1. On the one hand, the interval $[a,b]$, oriented from $a$ to $b$ (i.e., left-to-right if $a < b$, and vice versa otherwise), is a $1$-dimensional oriented submanifold with boundary of $\mathbb{R}$, and its boundary is $\partial[a,b] = (\{a\},-) \sqcup (\{b\},+)$, i.e., the $0$-dimensional oriented submanifold $\{a,b\}$ of $\mathbb{R}$ where the connected component $\{a\}$ is negatively oriented and the connected component $\{b\}$ is positively oriented. Hence, the interval $[a,b]$ defines a $1$-current $[[a,b]]$ and its boundary $\partial[a,b] = (\{a\},-) \sqcup (\{b\},+)$ defines a $0$-current $$d^\ast[[a,b]] = [\partial[a,b]] = [(\{a\},-) \sqcup (\{b\},+)];$$ in fact, if we exploit the vector space structure on distributions and take a single point $\{c\}$ to have the positive orientation by default, we can even do one better and write $$ d^\ast[[a,b]] = [\partial[a,b]] = [\{b\}] - [\{a\}]. $$
2. On the other hand, the function $f(x) = x^2$ defines a $0$-form on $\mathbb{R}$ with differential the $1$-form $df = f^\prime(x)\,dx = 2x\,dx$.

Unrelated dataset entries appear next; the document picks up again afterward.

PR #3199, opened 2022-08-31
Add ability to toggle the inheritance of @Tags

Kantis:


sksamuel:
We probably need to hide behind a setting

LeoColman (approved):

documentation/docs/framework/tags.md
```diff
@@ -167,6 +167,10 @@ class MyTestClass : FunSpec()
 Note that when you use these annotations you pass the tag string name, not the tag itself. This is due to Kotlin annotations only allow "primitive" arguments
 :::
 
+### Inheriting tags
+
+By default, the `@Tags` annotation will only be considered on the immediate Spec which it was applied to. However, a Spec can also inherit tags from superclasses and superinterfaces. To enable this, toggle `tagInheritance = true` in your [project config](./project-config.html)
```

So now, given that integrating a $0$-form $g$ over a (positively oriented) point $c$ is simply evaluating $g$ at $c$, i.e., $$ \langle [\{c\}], g \rangle := \int_{\{c\}} g := g(c), $$ whilst integrating a $1$-form $\omega = h(x)\,dx$ over an oriented interval $[s,t]$ is simply integrating $h$ over $[s,t]$, i.e, $$ \langle [[s,t]], \omega \rangle := \int_{[a,b]} \omega := \int_a^b h(x)\,dx, $$ you can reinterpret the computation $\int_a^b 2x\,dx = b^2-a^2$ as \begin{align*} \int_a^b 2x\,dx &= \int_{[a,b]} df\\ &= \langle [[a,b]],df \rangle\\ &= \langle d^\ast[[a,b]],f \rangle\\ &= \langle [\{b\}]-[\{a\}],f\rangle\\ &= \langle [\{b\}],f\rangle - \langle [\{a\}],f\rangle\\ &= \int_{\{b\}} f - \int_{\{a\}} f\\ &= f(b) - f(a)\\ &= b^2 - a^2. \end{align*} It's a lot of notation, but already, one advantage of working in terms of currents is the flexibility to take linear combinations of submanifolds, especially when taking oriented boundaries of oriented submanifolds with boundary—this leads straight to the notion of a de Rham homology of currents in duality with the de Rham cohomology of differential forms. However, I imagine that for a lot of people the real fun begins with connections to Plateau's problem and the theory of minimal surfaces, which leads into geometric measure theory.